__TRY IT__.
Reproduce verbatim, line by line, everything from the line containing "### LINKED ISSUE" to the last line of the listing below; add nothing.

__DATA EXCERPT__.
□ □ □ □ □

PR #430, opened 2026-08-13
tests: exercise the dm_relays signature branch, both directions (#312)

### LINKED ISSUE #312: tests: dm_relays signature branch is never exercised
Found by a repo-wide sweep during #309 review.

□ □ □ □ □

__EXPECTED ANSWER__.
### LINKED ISSUE #312: tests: dm_relays signature branch is never exercised
Found by a repo-wide sweep during #309 review.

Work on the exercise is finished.